PPP Autumn 2014 Listings:

Flame Proof by Lesley Hart (7-11 October)
Directed by: Andy Gray
Cast: Michelle Gallagher and Billy Mack
“Lyssa’s ex-fiancé is getting married in the morning. It may not be her wedding but it will sure as hell be her big day. Buddy is dreading the wedding. His ex-wife will be there with her new fiancé. Lyssa wants to destroy the wedding. Buddy wants to destroy himself. They could do a lot of damage, should they ever meet. And they do, at 3am in the wedding marquee.
“Will they survive the night together? Will the wedding go to plan?”

Mrs Barbour’s Boys by AJ Taudevin (14-18 Oct)
Directed by: Emma Callander
Cast: Anna Hepburn, Libby McArthur and Gail Watson
“In 1915, Mrs Barbour led 20,000 women in the rent strikes with bundles of washing, bread, flour, saucepans and wooden spoons.
“One hundred years later, in her dank tenement in Govan, an 87-year-old woman sits alone reminiscing on a lifetime of grievances, battling her memories and reaching for a time which put us all first.”

Squash by Martin McCormick (21 – 25 October)
“Paul’s been a bad boy – a bad, bad pig of a bike-stealing boy. Ma seen him steal Bald’s bike after all. Old Eagle Eyes doesnae miss a trick! What’s Paul doing up here at the flats anyway?
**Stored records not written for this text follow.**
PR #1503, opened 2024-12-13
feat: Use TRNG as a custom `getrandom` backend

str4d:
## Explanation

This enables Rust crates that depend on the `getrandom` crate (either directly or via `rand::rngs::OsRng`) to get secure randomness directly instead of needing it to be passed through a per-callsite C FFI.

## Pre-merge check list

### DIFF
--- a/rust/rust_c/src/bindings.rs
+++ b/rust/rust_c/src/bindings.rs
@@ -1,5 +1,10 @@
+#[cfg(feature = "use-allocator")]
 extern "C" {
     pub fn LogRustMalloc(p: *mut cty::c_void, size: u32);
     pub fn LogRustFree(p: *mut cty::c_void);
     pub fn LogRustPanic(p: *mut cty::c_char);
+}
+
+extern "C" {
+    pub fn GenerateTRNGRandomness(randomness: *mut u8, len: u8) -> i32;
 }
--- a/rust/rust_c/src/trng.rs
+++ b/rust/rust_c/src/trng.rs
@@ -1,0 +1,28 @@
+use core::num::NonZeroU32;
+
+use getrandom::{register_custom_getrandom, Error};
+
+use crate::bindings::GenerateTRNGRandomness;
+
+/// Same as in `keystore.h`.
+const ENTROPY_MAX_LEN: usize = 32;
+
+fn keystone_getrandom(dest: &mut [u8]) -> Result<(), Error> {
+    for chunk in dest.chunks_mut(ENTROPY_MAX_LEN) {
+        // SAFETY: `chunk.len()` is at most `ENTROPY_MAX_LEN` which fits in `u8`.
+        let len = chunk.len() as u8;
+
+        let ret = unsafe { GenerateTRNGRandomness(chunk.as_mut_ptr(), len) };
+
+        // TODO: Determine how to correctly map error codes from the underlying hardware
+        // into the `getrandom` custom error code space `Error::CUSTOM_START..=u32::MAX`.
+        if ret != 0 {
+            let error = NonZeroU32::new(Error::CUSTOM_START.saturating_add_signed(ret)).unwrap();
+            return Err(Error::from(error));
+        }
+    }
+
+    Ok(())
+}
+
+register_custom_getrandom!(keystone_getrandom);
--- a/rust/rust_c/src/zcash/src/lib.rs
+++ b/rust/rust_c/src/zcash/src/lib.rs
@@ -90,24 +90,10 @@ pub extern "C" fn parse_zcash_tx(
 }
 
 #[no_mangle]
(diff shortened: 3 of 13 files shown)


rust/rust_c/src/trng.rs
```diff
@@ -0,0 +1,28 @@
...
+        let len = chunk.len() as u8;
+
+        let ret = unsafe { GenerateTRNGRandomness(chunk.as_mut_ptr(), len) };
+
+        // TODO: Determine how to correctly map error codes from the underlying hardware
+        // into the `getrandom` custom error code space `Error::CUSTOM_START..=u32::MAX`.
+        if ret != 0 {
+            let error = NonZeroU32::new(Error::CUSTOM_START.saturating_add_signed(ret)).unwrap();
+            return Err(Error::from(error));
+        }
```
str4d, line 22: The error codes here come from the underlying calls to `SE_GetDS28S60Rng` and `SE_GetAtecc608bRng`:
https://github.com/KeystoneHQ/keystone3-firmware/blob/08a44673b5fc6275bb71608a50b409849e134a3c/src/managers/keystore.c#L51-L91

I don't have access to their documentation and don't know what error codes they can return. This part of the code needs to be changed to be valid for the possible error codes, _or_ we can ignore the specific error codes and just return a fixed error code inside Rust.

rust/rust_c/src/zcash/src/lib.rs
```diff
@@ -90,24 +90,10 @@ pub extern "C" fn parse_zcash_tx(
...
-pub extern "C" fn sign_zcash_tx(
-    tx: PtrUR,
-    seed: PtrBytes,
-    seed_len: u32,
-    randomness: PtrBytes,
-    randomness_len: u32,
-) -> *mut UREncodeResult {
+pub extern "C" fn sign_zcash_tx(tx: PtrUR, seed: PtrBytes, seed_len: u32) -> *mut UREncodeResult {
     let pczt = extract_ptr_with_type!(tx, ZcashPczt);
     let seed = unsafe { slice::from_raw_parts(seed, seed_len as usize) };
```
daira, line 95:
```suggestion
    let seed = unsafe { slice::from_raw_parts(seed, usize::try_from(seed_len).expect("u32 fits in usize")) };
```
(Needs rustfmt.)

rust/rust_c/src/bindings.rs
```diff
@@ -1,5 +1,10 @@
+#[cfg(feature = "use-allocator")]
 extern "C" {
     pub fn LogRustMalloc(p: *mut cty::c_void, size: u32);
     pub fn LogRustFree(p: *mut cty::c_void);
     pub fn LogRustPanic(p: *mut cty::c_char);
 }
+
+extern "C" {
+    pub fn GenerateTRNGRandomness(randomness: *mut u8, len: u8) -> i32;
```
daira, line 9: Document this function.

rust/rust_c/src/trng.rs
```diff
@@ -0,0 +1,28 @@
...
+
+/// Same as in `keystore.h`.
+const ENTROPY_MAX_LEN: usize = 32;
+
+fn keystone_getrandom(dest: &mut [u8]) -> Result<(), Error> {
+    for chunk in dest.chunks_mut(ENTROPY_MAX_LEN) {
+        // SAFETY: `chunk.len()` is at most `ENTROPY_MAX_LEN` which fits in `u8`.
+        let len = chunk.len() as u8;
+
+        let ret = unsafe { GenerateTRNGRandomness(chunk.as_mut_ptr(), len) };
```
daira, line 15:
```suggestion
        let ret: i32 = unsafe { GenerateTRNGRandomness(chunk.as_mut_ptr(), len) };
```

rust/rust_c/src/trng.rs
```diff
@@ -0,0 +1,28 @@
...
+
+        // TODO: Determine how to correctly map error codes from the underlying hardware
+        // into the `getrandom` custom error code space `Error::CUSTOM_START..=u32::MAX`.
```
daira, line 18: `Error::CUSTOM_START` happens to be 0xC0000000 so this mapping is not 1-1; all error codes `>= 0x3FFFFFFF` will be mapped to `Error::from(u32::MAX)`. It's probably fine.

daira (approved):
Untested ACK with comments.

rust/rust_c/src/trng.rs
str4d: The problem is that the retcode type is `i32` so it can technically go below `Error::CUSTOM_START` if it is ever negative. My suspicion is that it won't actually go negative and this is just an artifact of C default types, but without access to the Secure Element's documentation I cannot know.

soralit: I will do a errcode map later.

It’s well past his bedtime and there’s only room for one good boy in here. Bald knows that. Ma knows that. But what does Paul know?”

Crash by Andy Duffy (28 October – 1 November)
“‘Money means power and freedom. Who’s not interested in that?’
“A stock trader who’s lost his magic touch. Fearful of the future, the markets, of not getting what he wants. The woman he wants. The son. Fearful of losing them.”

Flying with Swans by Jack Dickson (4-8 November)
“Jean wants an adventure. Dolly’s got a secret. Mona’s set for a lovely day out. So when three friends get together for the first time in many years, what should be a simple ferry trip to the Isle of Arran for the annual arrival of migrating whooper swans becomes the journey of a lifetime.”